Cereal wars: Small bakery triumphs against granola giant in court

Granola is back on the menu at cafes around Australia after a small Victorian bakery emerged victorious from a legal dispute as to whether a trademark on the word “granola” had been infringed.

Multinational food giant Sanitarium sued the Geelong-based Irrewarra Sourdough Bakery for infringing its trademark on the word granola after the bakery sold packets “much like toasted muesli, although perhaps clumpier” labelled as ”all natural handmade granola”.

Sanitarium has a trademark on the term as part of its ”Granola Oat Clusters” breakfast food.

In the Federal Court case, Sanitarium argued the word ”granola”, widely understood in the United States to mean a crunchy toasted cereal, had a more ”boutique” meaning in Australia and was limited to its own breakfast products.

Sanitarium argued Irrewarra had been using the term ”granola” as a trademark but Irrewarra said the use of the word was ”purely descriptive”.

In a judgment handed down last week, Justice Jagot rejected Sanitarium’s argument and held that the words “all natural handmade” were “plainly descriptive of the product”.

“In context, the word ‘granola’ also reads as part of the product description,” she found.

She also rejected the proposal that the word had only a limited meaning in Australia and said Sanitarium’s case “suffers from an air of unreality”.

Jagot looked at Irrewarra’s evidence about recipes for a homemade breakfast food called granola, appearances of such a breakfast food in various cafes and restaurants, and manufacture and sale of boutique-style packets of such a breakfast food in Australia from the 1970s onwards.

“The modern world is characterised by rapid communication and extensive cultural exchanges, particularly from the USA in the form of films, television programs, music, books and travel,” she found.

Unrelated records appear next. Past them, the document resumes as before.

PR #3008, opened 2026-07-23
fix(tests): handle OSError exception message in test_from_timestamp_with_overflow_value

LaRoyBot:
Updates the exception matching regex in `test_from_timestamp_with_overflow_value` to handle platform-specific OSError messages ("Error converting value to datetime" / "Timestamp is too large") raised by OS C library timestamp conversions on Windows/Python 3.14.


sloria:
there were already several PRs sent for this same issue. also, please see our [AI policy](https://github.com/marshmallow-code/.github/blob/main/AI_POLICY.md).

PR #3009, opened 2026-07-25
Return default from get_value for out-of-range int keys

deepakganesh78:
Fixes #2893

### Root cause
`utils.get_value` delegates to `_get_value_for_key`, which on any exception from `obj[key]` falls back to `getattr(obj, key, default)`. `getattr` requires a *string* attribute name, so when `key` is an integer (an out-of-range list index, or a missing integer dict key) the fallback itself raises:

```
TypeError: getattr(): attribute name must be string
```

instead of returning the caller-supplied `default`. This contradicts the documented behaviour and the way string keys already degrade to `default`.

### Fix
Handle non-string keys explicitly in `_get_value_for_key`: attempt the item lookup and, on failure, return `default` directly — skipping the attribute-access step that can never succeed for a non-string key. String keys retain their existing `__getitem__` -> `getattr` fallback.

```python
from marshmallow import utils
utils.get_value([0, 1, 2, 3, 4, 5], 999, default=3)        # -> 3
utils.get_value({1: 'a', 2: 'b', 3: 'c'}, 4, default='z')  # -> 'z'
```

### Tests
Added a regression test `test_get_value_with_out_of_range_int_key_returns_default` in `tests/test_utils.py`.

Full suite: `1184 passed, 1 failed` — the single failure is the pre-existing, Windows-only `test_from_timestamp_with_overflow_value` (issue #2999), unrelated to this change.

### DIFF
--- a/CHANGELOG.rst
+++ b/CHANGELOG.rst
@@ -9,6 +9,11 @@ Features:
 - If `by_value` is enabled on an enum with a `None` value `allow_none` now defaults to `True`.
   Thanks :user:`GeraldineGalindo` for the suggestion (:issue:`2985`).
 
+Bug fixes:
+
+- `marshmallow.utils.get_value` returns the ``default`` instead of raising a
+  ``TypeError`` when given an out-of-range or missing integer key (:issue:`2893`).
+
 4.3.0 (2026-04-03)
 ------------------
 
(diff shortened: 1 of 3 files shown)


sloria:

PR #3010, opened 2026-07-31
Return default from get_value for missing non-string keys

adarshsm:
Fixes #2893.

`utils.get_value` fell back to `getattr()` when item access failed, but `getattr()` rejects non-string attribute names — so an out-of-range list index or an absent integer dict key raised `TypeError` instead of returning the default:

```python
>>> utils.get_value([0, 1, 2], 999, default=3)
>>> utils.get_value({1: "a"}, 4, default="z")
```

A non-string key can only be resolved through item access, never attribute access, so this resolves non-string keys via item lookup only and returns the `default` when it misses. Present integer keys still work as before. Added a regression test and a changelog entry.


lafrech:
https://github.com/marshmallow-code/marshmallow/issues/2893#issuecomment-4058717845

PR #3015, opened 2026-08-03
Pre commit autoupdate

lafrech:
Replaces #3014.

I took it upon myself to add two ruff rules to the ignore list.

### DIFF
--- a/.pre-commit-config.yaml
+++ b/.pre-commit-config.yaml
@@ -2,7 +2,7 @@ ci:
   autoupdate_schedule: monthly
 repos:
 - repo: https://github.com/astral-sh/ruff-pre-commit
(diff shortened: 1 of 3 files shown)


sloria:
thanks!

on a related note: i wonder if we should [use renovate for pre-commit updates](https://docs.renovatebot.com/modules/manager/pre-commit/) to drop a service dependency?

lafrech:
IIUC, pre-commit CI would still run the checks, like it does on all PRs, 
so we would still depend on it, just not for the auto-update part, 
right?

I don't mind either way.

sloria:
i guess we'd use github actions to run the checks, then renovate for updates.

it's working well as is, though, so no need to change

PR #3016, opened 2026-08-05
Fix URL validator rejecting a fragment after an empty path

hdimer:
`validate.URL` rejects an absolute URL whose fragment follows an empty path with no query:

```python
from marshmallow import validate
validate.URL()("https://example.com#frag")   # ValidationError: Not a valid URL.
```

Adding a path or a query makes it pass (`https://example.com/#frag`, `https://example.com?a=1#frag`), so only the bare-host + fragment case is affected. Per RFC 3986 a fragment may follow an empty path, and anchor links to a domain root (`https://example.com#section`) are common and valid.

The tail regex after the host allowed `/`, `/…` or `?…`, but a `#fragment` could only appear inside the path/query part. This adds `#` to the set of characters that may introduce the URL tail. As a consequence a bare `#frag` is now also accepted in relative mode, which matches the existing handling of a bare `?query` and is an RFC 3986 same-document reference.

### Testing

Added cases to the existing parametrized URL tests in `tests/test_validate.py` (absolute `#fragment` / `user@host#fragment`, and a bare `#frag` in both relative lists). Full test suite passes (`1188 passed`); `ruff check`/`ruff format` clean.

---
Used AI assistance on this; I reviewed and tested the change myself.

### DIFF
--- a/src/marshmallow/validate.py
+++ b/src/marshmallow/validate.py
@@ -157,7 +157,8 @@ class URL(Validator):
                     r"(?::\d+)?",
                 )
             )
-            relative_part = r"(?:/?|[/?]\S+)\Z"
+            # `#` may lead a fragment right after the host, e.g. `https://example.com#frag`.
+            relative_part = r"(?:/?|[/?#]\S+)\Z"
 
             if relative:
                 if absolute:
--- a/src/marshmallow/validate.py
+++ b/src/marshmallow/validate.py
@@ -157,7 +157,6 @@ class URL(Validator):
                     r"(?::\d+)?",
                 )
             )
-            # `#` may lead a fragment right after the host, e.g. `https://example.com#frag`.
             relative_part = r"(?:/?|[/?#]\S+)\Z"
 
             if relative:
--- a/AUTHORS.rst
+++ b/AUTHORS.rst
@@ -188,3 +188,4 @@ Contributors (chronological)
 - `@rstar327 <https://github.com/rstar327>`_
 - Kadir Can Ozden  `@bysiber  <https://github.com/bysiber>`_
 - Dhruvil Darji  `@dhruvildarji  <https://github.com/dhruvildarji>`_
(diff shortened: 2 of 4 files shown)


src/marshmallow/validate.py
```diff
@@ -157,7 +157,8 @@ def _regex_generator(
                     r"(?::\d+)?",
                 )
             )
-            relative_part = r"(?:/?|[/?]\S+)\Z"
+            # `#` may lead a fragment right after the host, e.g. `https://example.com#frag`.
+            relative_part = r"(?:/?|[/?#]\S+)\Z"
```
lafrech, line 160: I'd remove the comment.

lafrech (approved):
Thanks.

I suck at regexes but I think Django ORM does that too: https://github.com/django/django/blob/stable/6.0.x/django/core/validators.py#L130.

lafrech:
BTW anyone knows why I only get "rebase and merge" and "squash and merge" options anymore on the green merge button above ? What happened to the "normal merge" option?

sloria:
@lafrech Allow merge commits is unchecked in settings. Feel free to re-enable it, but is there an advantage to that over the other options?


Screenshot 2026-08-07 at 18 45 36@2x

hdimer:
Done, removed.

lafrech:
> @lafrech Allow merge commits is unchecked in settings. Feel free to re-enable it, but is there an advantage to that over the other options?

Ah OK. Fine, then.

Typically, in my repos, I rebase CI PRs and merge non-trivial PRs. A side-benefit of the merge is that the commit contains the PR number. Also, I have projects for which merges are fine but rebases nearly impossible, although this shouldn't happen here, as we expect users to rebase PRs.

Overall, this setting is fine for marshmallow.

lafrech:
LGTM. I'll be AFK for a few days. Holding this in case another maintainer wants to review. I can merge and release when I'm back.

PR #192, opened 2022-12-16
#1190: add sonarscanner to certificate domain

anna-knudsen:
Added .yaml file in .github/workflow to add sonarscanner to certificate domain.

Explanation:
[https://github.com/marketplace/actions/sonarcloud-scan](https://github.com/marketplace/actions/sonarcloud-scan)


anna-knudsen:
@cla-bot check

ckr123 (approved):

duizer:
The check fo SonarCloud quality gate failed, but it is possible to merge to main (the PR has been approved). As I remember if "Build domain" or "Check Versions" fails, then it is not possible to complete the PR. Can we have the same behaviour here for a failed sonarcloud quality gate?

duizer:
> The check fo SonarCloud quality gate failed, but it is possible to merge to main (the PR has been approved). As I remember, if "Build domain" or "Check Versions" fails, then it is not possible to complete the PR. Can we have the same behaviour here for a failed sonarcloud quality gate?

I remembered wrong. It is a setting on the repository to require checks to pass.

ckr123:
> The check fo SonarCloud quality gate failed, but it is possible to merge to main (the PR has been approved). As I remember, if "Build domain" or "Check Versions" fails, then it is not possible to complete the PR. Can we have the same behaviour here for a failed sonarcloud quality gate?

It is already beeing dealt with as one of the AC on the issues addresses this.

CodeReaper:
_My notes for the PR as it is now:_
- might need some configuration of concurrency to hopefully skip builds from intermediate commits when pushing individual commits.
- the scan seems to double-ish the time for checks to run, are there any configuration for sonar cloud that can reduce its run time?
- to have a required check in a mono repository it is important that a check with that name runs for every round of checks. So when using a `paths` filter you will need another workflow with a `paths-ignore` filter with the same name (see [stackoverflow](https://stackoverflow.com/a/70284299/190599)). It might be important to know where the name of checks comes from, so here is a [direct link](https://github.com/CodeReaper/find-diff-action/blob/d419926fd82f5740bf12212be34034233d3f941e/.github/workflows/test.yaml#L55) to the name of a check where the name is "Tests Succeeded".
- if there is a required check for pull requests, perhaps we do not really need run it again on pushes against the main branch.

I believe it would be beneficial to integrate the sonar cloud check directly into our `build-and-push-container` action where we can turn it on/off per build. We can add per-domain configuration on whether or not sonar cloud needs to run or not in the same manor as the draft property recently added to [auth domain](https://github.com/Energinet-DataHub/energy-origin/blob/main/domains/auth/.domain.json).
Advantages of integrating sonar cloud:
- Avoids build and testing twice and cut down on run time.
- build-domain and build-library workflows have the required checks.
- Concurrency is already handled

ckr123 (approved):

ckr123 (approved):

ckr123 (approved):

“The fact is that the word granola has appeared in Australian dictionaries since at least 2004 and, since its invention in the late 1800s, has had more than a century of usage in the USA to percolate into the consciousness of Australians.”

Ben Hamilton, partner at law firm Hall & Wilcox, told SmartCompany the legal controversy arose over a registered trademark which could also be described as descriptive.

“In this case it is granola, you have been given a right to have a trademark but that right only extends to where someone else is using that word granola has a trademark. If they are using it in a descriptive sense to describe their product then it won’t be trademark infringement,” says Hamilton.

“The court looked at the context of where the word appeared in the packaging, in this case the label did contain the word granola but the word granola was not that prominent in the overall context of the label.”

Hamilton says there is a difference between getting a trademark and actually enforcing a trademark.

“There is a presumption of registerability and in some instances it then becomes a question of can you enforce that trademark,” he says.

“The trademark register should be taken at face value and assumptions should not be readily made about what rights appear to be.”

Julie Praestiin, spokesperson for Sanitarium, told SmartCompany the court upheld that in the breakfast cereal category Granola remains a registered trademark of Sanitarium which it has held since 1921.

“It also determined that the word granola has limited use as a generic descriptor,” she says.

“As part of normal business operations, Sanitarium will continue to protect its intellectual property and its associated trademarks.”

SmartCompany also contacted Irrewarra for comment but did not receive a reply prior to publication.